# Data collection for possible cure for everyone - please contribute



## PokerFace (Jan 13, 2017)

Hello everyone I think putting all informations together would help us figure out what causes this and how to prevent this 'disease'. The more information we get, the more we will develop some kind of knowledge on this (since doctors will not). Everybody please fill out this form, it's gonna be like some kind of medical research.
(I am trying to understand if every case is different or they are all the same thing... that I managed to control -yes, I am LG free)
Just copy and paste with your answers, please reply with Yes or No and give details when requested.

1. Do you remember having some kind of physical trauma before LG happened? If yes, explain

2. Have you been checked by a doctor for possible physical causes after you found out you were having LG? If yes, explain

3. Have you ever had psychological embarassment when having the need to pass gas BEFORE lg happened the first time?

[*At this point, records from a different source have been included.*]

PR #35, opened 2020-02-20
OM - 491 | Logout functionality

tuovinensanttu:
Added logic that allows user to log out. Because the design included additions to header & dropdown functionality, I added those as well.

Redirecting back to application after logout isn't working, that's a feature in current version of Tunnistamo.


Jokinen (approved):
Looks to be working nicely 👍

We should get this component into HDS :D

PR #37, opened 2020-03-04
OM - 516 | Logout after profile deletion

tuovinensanttu:
After profile is successfully deleted, user is redirected to new page. This page was added mainly because tunnistamo's logout is quite awful.


Jokinen (approved):
Looks good 👍Tested in UI and I was redirected correctly.

PR #39, opened 2020-03-23
Add production stage config

tuomas777:
Changed also OIDC client ID to match the naming convention used in KuVa Tunnistamo.


tuovinensanttu (approved):
Looks good to me 👍

PR #113, opened 2020-04-14
Skip hidden directories by default and option to scan them

cgzones:


src/main.c
```diff
@@ -408,6 +418,11 @@ int main(int argc, char **argv)
 			if (!recursive_scan) {
 				fts_set(ftsp, file, FTS_SKIP);
 			}
+
+			if (!scan_hidden_dirs && file->fts_info == FTS_D && file->fts_name[0] == '.' && file->fts_name[1] != '.' && file->fts_name[1] != '\0') {
```
dburgener, line 422: Can you split this into multiple lines so it's more readable?

cgzones: done

PR #121, opened 2020-04-17
Check for conversion compiler warnings

cgzones:
Exclude them from Werror on CI runs though, cause the ubuntu bison/flex versions do not generate warning free code


dburgener:
Looks fine.  Want to run it on fedora before merging, but I'm on my Ubuntu box right now.

PR #124, opened 2020-04-20
Pretty parser

cgzones:
* Use Lex option `noyywrap` instead of implementing `yywrap()`
* Drop explicit lexer rule for unknown `%` character
* Add Lex option `nodefault`
* Fix Lex catch-all rule
* Use Lex option `yylineno` instead of manual handling
* Enable more verbose syntax error messages

### DIFF
--- a/src/lex.l
+++ b/src/lex.l
@@ -108,4 +108,10 @@ userdebug_or_eng { return USERDEBUG_OR_ENG; }
 (\#.*)?\n { yylineno++; }
 dnl(.*)?\n { yylineno++; }
 [ \t] ; /* normally skip whitespace */
-. { char *str = malloc(strlen(yytext) + 1); sprintf(str, "Invalid character: %s", yytext); yyerror(str); free(str); }
+. {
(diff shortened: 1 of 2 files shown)


src/lex.l
```diff
@@ -107,5 +107,4 @@ userdebug_or_eng { return USERDEBUG_OR_ENG; }
 (\#.*)?\n { yylineno++; }
 dnl(.*)?\n { yylineno++; }
 [ \t] ; /* normally skip whitespace */
-\% { yyerror("Invalid character: %%"); /* will be run through printf again */ }
```
dburgener, line 109: This was added because yyerror expects format strings, so "Invalid character: %", which is what the generic case would return would cause an error on printf in display_check_result.

dburgener:
Nevermind, my bad. On further testing, it looks like the generic case handles the % situation now.  Let me do some more investigation to figure out when that got fixed, then I'll merge the whole series.

dburgener:
Ah, looks like be44a0c4 fixed the underlying bug, so now the generic case works fine for percent.

Thanks for the fixes!

PR #132, opened 2020-05-02
Parse fc macros

dburgener:


selint.conf
```diff
@@ -37,6 +37,10 @@ enable_source = { E-003, E-004 }
 assume_users = { system_u }
 assume_roles = { object_r }
 
+# If you have defined any custom macros for use in fc files, list them here,
+# otherwise, SELinux will report E-002 on occurances of them
```
cgzones, line 41: s/SELinux/SELint/

src/check_hooks.c
```diff
@@ -55,7 +55,7 @@ enum selint_error add_check(enum node_flavor check_flavor, struct checks *ck,
 	return SELINT_SUCCESS;
 }
 
-enum selint_error call_checks(struct checks *ck,
+enum selint_error call_checks(const struct checks *ck,
```
cgzones, line 58: Do we want this to be marked `const`?
We pass the member `check_nodes` to `call_checks_for_node_type()`, which modifies the member

src/selint_config.c
```diff
@@ -76,6 +76,7 @@ enum selint_error parse_config(const char *config_filename,
                                char *severity,
                                struct string_list **config_disabled_checks,
                                struct string_list **config_enabled_checks,
+			       struct string_list **custom_fc_macros,
```
cgzones, line 79: tabs used instead of spaces like the other function arguments

dburgener:
Thanks for the review!  I'll get these cleaned up ASAP.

4. Do you remember minimizing your body movements so that you weren't gonna show you where holding gas in public?

5. Do you workout? If yes, do you specifically train your gluteal/pelvic floor on a daily basis?

6. Are there times when you feel like your anus is open, and you are 100% sure you are having LG?

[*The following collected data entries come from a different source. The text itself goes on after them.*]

PR #134, opened 2020-05-04
Fix various small issues with fc macros implementation

dburgener:


dburgener:
@cgzones Did I miss anything?

cgzones:
lgtm

PR #140, opened 2020-05-14
Add unit test for declarations in template

cgzones:
I don't know why valgrind is not issuing the ast leak in test_nested_template_declarations currently.

### DIFF
--- a/src/parse_functions.c
+++ b/src/parse_functions.c
@@ -92,7 +92,7 @@ enum selint_error insert_declaration(struct policy_node **cur,
 		// In a require block, the objects aren't being declared
 		// Otherwise, we need to insert them into the appropriate map
 
-		char *temp_name = get_name_if_in_template(*cur);
+		const char *temp_name = get_name_if_in_template(*cur);
 
 		if (temp_name) {
 			// We are inside a template, so we need to save declarations in the template map
@@ -152,7 +152,7 @@ enum selint_error insert_aliases(struct policy_node **cur,
 	struct string_list *alias = aliases;
 
 	while (alias) {
-		char *temp_name = get_name_if_in_template(*cur);
+		const char *temp_name = get_name_if_in_template(*cur);
 		if (temp_name) {
 			insert_decl_into_template_map(temp_name, flavor,
 			                              alias->string);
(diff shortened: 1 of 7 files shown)


dburgener:
> I don't know why valgrind is not issuing the ast leak in test_nested_template_declarations currently.

That's concerning.  I'll see what I can figure out.

dburgener:
Okay, I think it's because that memory is still reachable at the end of the function, and by default valgrind only shows definitely lost memory and not still reachable.  I had thought that I had --show-reachable enabled at least in the functional tests, but it looks like not.

I'll plan on definitely enabling that on functional tests and see if there's a good way to get them in unit tests as well (need to reread all of the automake docs about that sort of thing)

cgzones:
yeah, seems like we need to add `VALGRIND_memcheck_FLAGS=--leak-check=full --show-reachable=yes --show-leak-kinds=all --errors-for-leak-kinds=all` to tests/Makefile.am

dburgener:
That's roughly where I got as well.  I had thought that any of the last three flags should be sufficient by itself though?

However, I put a leak that I'm pretty sure is non-reachable in a unit test and I still can't get a failure.  I think that possibly the CK_FORK=no environmental variable may be getting lost when the top level make calls make -C tests.

dburgener:
Scratch that theory, I think.  I had a unit test check the environmental variable, and it's definitely still set correctly under make check-valgrind.

Right now I've got this hunk in check_maps.c for testing purposes:

```
@@ -142,6 +144,10 @@ END_TEST
 
 START_TEST (test_insert_decl_into_template_map) {
 
+       char *tmp = malloc(1);
+       *tmp = '\0';
+       tmp = NULL;
+
        insert_decl_into_template_map("user_domain", DECL_TYPE, "$1_t");
        insert_decl_into_template_map("user_domain", DECL_TYPE, "$1_exec_t");
        insert_decl_into_template_map("user_domain", DECL_ROLE, "$1_r");
```

And I can't get make check-valgrind to complain about it at all.

dburgener:
Okay, I tried your full set of flags and now it's working.  I guess I was wrong about them being optional.

We do have several additional leaks that this turns up.  I'll get them fixed and then push the additional valgrind options along with the fixes.

PR #145, opened 2020-05-19
Add configure option --enable-werror

cgzones:
Treat compiler warnings as errors by passing -Werror
Avoids passing -Werror in CFLAGS environment variable,
which might break configure test compilations

### DIFF
--- a/.github/workflows/main.yml
+++ b/.github/workflows/main.yml
@@ -61,7 +61,7 @@ jobs:
       run: ./autogen.sh
     - name: configure
       # old flex/bison versions might not generate conversion warning free code
-      run: ./configure CFLAGS="-Werror -Wno-error=conversion -Wno-error=sign-conversion"
+      run: ./configure --enable-werror CFLAGS="-Wno-error=conversion -Wno-error=sign-conversion"
     - name: make
       run: make
     - name: make check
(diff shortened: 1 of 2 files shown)


dburgener:
What's the actual issue with the existing approach?  What sort of test configuration is it breaking?

cgzones:
The configure step (`./configure ....`) compiles several test binaries to check for miscellaneous system dependencies. If the `-Werror` and maybe additional warning flags are passed via `CFLAGS`, these test compilations might undesirable fail.
So for packaging I prefer to call `./configure --enable-werror` instead of e.g. `export DEB_CFLAGS_MAINT_APPEND = -Werror` (Debian)

p.s.: the release tarball contains the pre-build files `lex.c` and `parse.c`. Is this by design?

dburgener:
Okay, that seems reasonable.  It seems like if we're moving -Werror into configure.ac, we probably should move the two Wno-error flags as well?

Yes, the lex.c and parse.c inclusion is by design.  I believe that's default autotools behavior.  The purpose is to avoid requiring yacc/bison dependencies on those downloading the release tarball.  The warnings are definitely annoying though.  Maybe the best solution might be to upgrade bison in the pipeline like we do with bats and check?

PR #147, opened 2020-05-26
[WIP] Add check for invalid statements in blocks

cgzones:
Compatibility assumed from https://selinuxproject.org/page/PolicyLanguage


cgzones:
Maybe this is not sensible to add after all:
Ultimately the SELinux compiler will fail to build such policies and we only detect simple nested violations, e.g.
```
if(bool_name) {
  allow role1 role2;
}
```
but not
```
interface(`interface_name',`
  allow $1 $2;
')
if(bool_name) {
  interface_name(role1, role2)
}
```

PR #154, opened 2020-07-30
Parse access vectors and check for unknown classes and permission

cgzones:


src/te_checks.c
```diff
@@ -611,39 +615,108 @@ struct check_result *check_declaration_interface_nameclash(__attribute__((unused
...
 {
-	static unsigned int permmacros_count = (unsigned int)-1;
-
-	if (permmacros_count == (unsigned int)-1) {
-		permmacros_count = permmacros_map_count();
+	static bool notified = false;
+	// ignore if no permission or permission macro have been parsed
+	if (permmacros_map_count() == 0) {
+		if (!notified) {
+			printf("%sNote%s: Check E-007 is not performed because no permission macro has been parsed.\n",
```
dburgener, line 627: Any particular reason to have this logic in the check rather than at enablement time?

I'm wondering about a general model where if a check needs particular resources to be available, we disable it while registering checks and notify at that point, instead of the first time it encounters it.

tests/functional/policies/check_triggers/e07.pass.te
```diff
@@ -1,3 +1,10 @@
-policy_module(w12, 1.0)
+policy_module(e07_pass, 1.0)
+
+allow source target:file read;
+
+allow source target:file { open read };
 
 allow source target:file read_file_perms;
+
+# TODO:
```
dburgener, line 9: What's the TODO for?

tests/Makefile.am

7. Do you ever feel the gas pass through your anus? If yes, does it just happen every now and then and if yes, does it happen after doing something specific ?

8. Do you ever recall having a little more control than usual over your anus muscle after having had sexual climax? (Muscle spasm related)

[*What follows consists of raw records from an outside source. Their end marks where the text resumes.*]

PR #157, opened 2020-08-13
Add support for extended permission rules

cgzones:
Like
    allowxperm basic_t basic_dev_t:chr_file ioctl ~0x8927;

TODO: validate range usage: enforce two surrounding increasing elements

### DIFF
--- a/src/lex.l
+++ b/src/lex.l
@@ -39,9 +39,13 @@ role { return ROLE; }
 types {  return TYPES; }
 attribute_role { return ATTRIBUTE_ROLE; }
 allow { return ALLOW; }
+allowxperm { return ALLOW_XPERM; }
 auditallow { return AUDIT_ALLOW; }
+auditallowxperm { return AUDIT_ALLOW_XPERM; }
 dontaudit { return DONT_AUDIT; }
+dontauditxperm { return DONT_AUDIT_XPERM; }
 neverallow { return NEVER_ALLOW; }
+neverallowxperm { return NEVER_ALLOW_XPERM; }
 type_transition { return TYPE_TRANSITION; }
 type_member { return TYPE_MEMBER; }
 type_change { return TYPE_CHANGE; }
--- a/src/ordering.c
+++ b/src/ordering.c
@@ -179,6 +179,7 @@ const char *get_section(const struct policy_node *node)
 	case NODE_HEADER:
 		return SECTION_NON_ORDERED; // Guaranteed at top by grammar
 	case NODE_AV_RULE:
+	case NODE_XAV_RULE:
 		if (node->data.av_data->flavor == AV_RULE_NEVERALLOW) {
 			// These are somewhat of a unique situation, and the style guide
 			// doesn't mention them explicitly.  Maybe they should just group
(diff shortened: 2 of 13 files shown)


dburgener:
What do you think about this slightly modification?

https://github.com/dburgener/selint/tree/dburgener/x_perms

I think it reduces code complexity and helps ensure that the x_perm version will stay in sync with regular av_rules where applicable.

cgzones:
I think this doesn't work, since in the combined cases `node->data.av_data` is always accessed (and not `node->data.xav_data`).
One could make `char *operation` a part of `struct av_data` and set it to NULL in normal av rules.

dburgener:
But since node->data is a union, av_data and xav_data are just different names for the same memory.  Since my commit reorders the first elements in xav_rule_data to match av_rule_data and C guarantees that structs are stored in order, if we call an xav_rule_data pointer an av_rule_data pointer and access its members they'll end up being the same, as long as the entirety of the av_rule_data struct is at the beginning of the xav_rule_data_struct.

Since in the two cases I changed we only need the av_rule portion of the struct, it should all just work pretending to be av_rule_data.

Running in gdb to demonstrate

 ```
Breakpoint 1, get_names_in_node (node=node@entry=0x5555570fc580) at tree.c:165
165			av_data = node->data.av_data;
(gdb) p node->data.av_data
$1 = (struct av_rule_data *) 0x5555570fa000
(gdb) p node->data.xav_data
$2 = (struct xav_rule_data *) 0x5555570fa000
(gdb) p *(node->data.av_data)
$3 = {flavor = AV_RULE_ALLOW, sources = 0x5555570fc480, targets = 0x5555570fc4a0, object_classes = 0x5555570fc4e0, perms = 0x5555570fc520}
(gdb) p *(node->data.xav_data)
$4 = {flavor = AV_RULE_ALLOW, sources = 0x5555570fc480, targets = 0x5555570fc4a0, object_classes = 0x5555570fc4e0, perms = 0x5555570fc520, operation = 0x51 <error: Cannot access memory at address 0x51>}
```

You see that av_data and xav_data are pointers to the same address, and but appear as different structs when derefenced. In this particular case, the node is a regular allow rule, so the contents of operation is undefined, but the other fields are all identical across both structs.

cgzones:
You're right, forgot about the union stuff.
Added some more verbose testing.

dburgener:
Great.  I'll go ahead and squash and then merge it.  Thanks!

cgzones:
p.s.: the validation of ranged extended permissions is still missing.
E.g.
  `0xffff-0x0000`
or
  `- 0x01`
or
  `0x01 -`
, but this needs quite some code, probably also to derive permission macros.
So for now let's rely on the SELinux compiler for such things.

dburgener:
Yeah, that's fine with me.  In my opinion, we're primarily looking to add value by getting things the compiler can't/doesn't.  We don't need to bite everything off all at once.

I very much want to be in a state where we can parse anything the compiler does (which this PR helps with), but if the compiler fails things that we allow, that's fine as far as I'm concerned.

Not that I wouldn't take a PR for that validation, but it's not high on my priority list.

9. Do the lack of gas caused by specific gas reducing meds give you a feeling of "less opened" anus?

10. Do you experience heavy LG after eating much fiber (vegetables, fruit. Grains) ?

11. Were you on some kind of medication when LG occurred the first time?

12. Do you have days when you feel 'normal' and in complete control of your anus ?

13. Do you feel like your squeezing your buttocks to hold in wind is somehow 'wrong' and that you are missing something?

14. Do you have specific food intolerance?

15. Did you ever try to do some specific pelvic floor excercises and realized you had no strength to do them?

16. Do you ever feel 'cured' for awhile for doing something and then after a few days believe you were just fooling yourself and nothing has changed?

17. Did you ever watch your area in a mirror and noticed it was loose?

---------

Thanx everyone. I'm working on a healing plan for everyone so please contribute


----------



## oceanblue141 (Apr 14, 2012)

1. Do you remember having some kind of physical trauma before LG happened? If yes, explain :

* lLot of emotional trauma on my pelvis*

2. Have you been checked by a doctor for possible physical causes after you found out you were having LG? If yes, explain

*Yes. Very mild intussusception or prolapse after an year of LG.*

3. Have you ever had psychological embarassment when having the need to pass gas BEFORE lg happened the first time?

* Yes*

4. Do you remember minimizing your body movements so that you weren't gonna show you where holding gas in public?

*Yes, in movie theatre*

5. Do you workout? If yes, do you specifically train your gluteal/pelvic floor on a daily basis?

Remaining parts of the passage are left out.